# Exercise description
Extract every line from the records below that contains the word "Option".

[Saved data entries]

*** Begin section ***

PR #115, opened 2022-08-17
[AVS-379] quadra cropping and scaling

ccbrown:
This updates the xcoder-quadra crate to use SW release 4.0 and adds hardware cropping and scaling functionality behind a nice, simple, safe API.

I'd recommend starting by looking at the usage in `test_transcoding` and `test_8k_ladder`.


xcoder/xcoder-quadra/src/scaler.rs
```diff
@@ -0,0 +1,217 @@
...
+            });
+
+            (**session).session_id = sys::NI_INVALID_SESSION_ID;
+            (**session).device_handle = sys::NI_INVALID_DEVICE_HANDLE;
+            (**session).blk_io_handle = sys::NI_INVALID_DEVICE_HANDLE;
+            (**session).hw_id = config.hardware.id;
+            (**session).sender_handle = config.hardware.device_handle;
+            (**session).device_type = sys::ni_device_type_t_NI_DEVICE_TYPE_SCALER as _;
+            (**session).scaler_operation = sys::_ni_scaler_opcode_NI_SCALER_OPCODE_SCALE;
+            (**session).keep_alive_timeout = sys::NI_DEFAULT_KEEP_ALIVE_TIMEOUT;
```
lzuosym, line 48: same, can we use `ni_device_session_context_init ` to initialize the session context?

lzuosym (commented):
LGTM.  Just a few questions.

In Github CI why do we get `ni_dec_fme_buffer_pool_free: NOT allocated` in most of the quadra unit tests? 

https://github.com/sportsball-ai/av-rs/runs/7875049570?check_suite_focus=true

xcoder/xcoder-quadra/src/decoder.rs
```diff
@@ -428,8 +463,8 @@ mod test {
         let mut encoded = vec![];
 
         while !decoder.is_finished() {
-            if let Some(mut frame) = decoder.try_read_decoded_frame().unwrap() {
-                if let Some(mut output) = unsafe { encoder.encode_data_io((), frame.as_data_io_mut_ptr()).unwrap() } {
+            if let Some(frame) = decoder.try_read_decoded_frame().unwrap() {
+                if let Some(mut output) = encoder.encode_hardware_frame((), frame.into()).unwrap() {
```
scottlamb, line 467: Similar question: when should a hardware frame not produce an output frame? or is this just when the accelerator isn't done producing it? if the latter, should we be looping here to catch up on subsequent frames?

scottlamb (commented):
Couple basic questions to start.

xcoder/xcoder-quadra/src/cropper.rs
```diff
@@ -0,0 +1,226 @@
...
+
+            Ok(Self {
+                session: ScopeGuard::into_inner(session),
+                did_initialize: false,
+            })
+        }
+    }
+
+    pub fn crop(&mut self, f: &XcoderHardwareFrame, crop: XcoderCrop) -> Result<XcoderHardwareFrame> {
+        const PIXEL_FORMAT: i32 = 0x103; // GC620_I420;
```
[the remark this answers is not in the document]
ccbrown: It's not quite as straightforward as that since GC620_I420 is preprocessor define instead of a constant. See https://github.com/rust-lang/rust-bindgen/issues/316.

But I did go ahead and add something.

xcoder/xcoder-quadra/src/decoder.rs
```diff
@@ -428,8 +463,8 @@ mod test {
         let mut encoded = vec![];
 
         while !decoder.is_finished() {
-            if let Some(mut frame) = decoder.try_read_decoded_frame().unwrap() {
-                if let Some(mut output) = unsafe { encoder.encode_data_io((), frame.as_data_io_mut_ptr()).unwrap() } {
+            if let Some(frame) = decoder.try_read_decoded_frame().unwrap() {
```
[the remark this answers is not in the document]
ccbrown: This originated from my code for the previous generation of NETINT hardware [here](https://github.com/sportsball-ai/av-service/blob/cdf3370b0b23052f6c6e19d35915946462d547cd/microservices/netint-transcoding-service/src/decoder.rs) (which is being obsoleted). The second guess is closer, except as far as I can remember, there was no limitation, just how it ended up. Probably just a less-than-idiomatic translation of NETINT's sample code.

Refactored so the caller can just use a `while let` loop and doesn't have to use `is_finished`.

xcoder/xcoder-quadra/src/decoder.rs
ccbrown: Encoders in general often delay the output by a few frames so they can do things like re-order the output with B-frames when it makes sense. We can't expect to always be able to pull out as many frames as we've sent to the encoder. This is why after we're done decoding, we send a flush signal to the encoder and loop over the remaining frames. So I don't see any obvious changes that should be made here.

xcoder/xcoder-quadra/src/decoder.rs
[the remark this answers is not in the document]
scottlamb: Ahh, that's nicer, thanks. Can we drop the `pub` from `fn try_read_decoded_frame` now?

xcoder/xcoder-quadra/src/decoder.rs
```diff
@@ -257,6 +275,16 @@ impl<E: Error, I: XcoderDecoderInput<E>> XcoderDecoder<I, E> {
...
+        while !self.is_finished() {
+            if let Some(frame) = self.try_read_decoded_frame()? {
+                return Ok(Some(frame));
+            }
+        }
+        Ok(None)
+    }
+
     /// Tries to read a decoded frame. If none is returned and `is_finished` returns false, the caller should try again later.
     pub fn try_read_decoded_frame(&mut self) -> Result<Option<XcoderDecodedFrame>, XcoderDecoderError<E>> {
```
ccbrown, line 289:
```suggestion
    fn try_read_decoded_frame(&mut self) -> Result<Option<XcoderDecodedFrame>, XcoderDecoderError<E>> {
```

xcoder/xcoder-quadra/src/decoder.rs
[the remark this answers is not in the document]
ccbrown: Sure.

xcoder/xcoder-quadra/src/decoder.rs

*** End section ***

# Exercise answer
     pub fn try_read_decoded_frame(&mut self) -> Result<Option<XcoderDecodedFrame>, XcoderDecoderError<E>> {
    fn try_read_decoded_frame(&mut self) -> Result<Option<XcoderDecodedFrame>, XcoderDecoderError<E>> {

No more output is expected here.